= Beginning of Section =

PR #1386, opened 2024-06-29
Extract function operators to actors

jitsedesmet:
This PR aims to extract all function operators to actors using a script. I will track the script in this PR so it is easy to validate the steps takes to achieve the extracted actors.

### DIFF
--- a/packages/actor-function-factory-not/lib/ActorFunctionFactoryNot.ts
+++ b/packages/actor-function-factory-not/lib/ActorFunctionFactoryNot.ts
@@ -1,0 +1,23 @@
+import type { IActionFunctionFactory, IActorFunctionFactoryOutput, IActorFunctionFactoryArgs } from '@comunica/bus-function-factory';
+import { ActorFunctionFactory } from '@comunica/bus-function-factory';
+import type { IActorTest } from '@comunica/core';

= End of Section =

WHAT TO PRODUCE |
If a line falls between the first line of the entries and the line containing "-1,0 +1,23 @@", or is one of those two, restate it word for word; leave all other lines out.

EXERCISE OUTPUT |
PR #1386, opened 2024-06-29
Extract function operators to actors

jitsedesmet:
This PR aims to extract all function operators to actors using a script. I will track the script in this PR so it is easy to validate the steps takes to achieve the extracted actors.

### DIFF
--- a/packages/actor-function-factory-not/lib/ActorFunctionFactoryNot.ts
+++ b/packages/actor-function-factory-not/lib/ActorFunctionFactoryNot.ts
@@ -1,0 +1,23 @@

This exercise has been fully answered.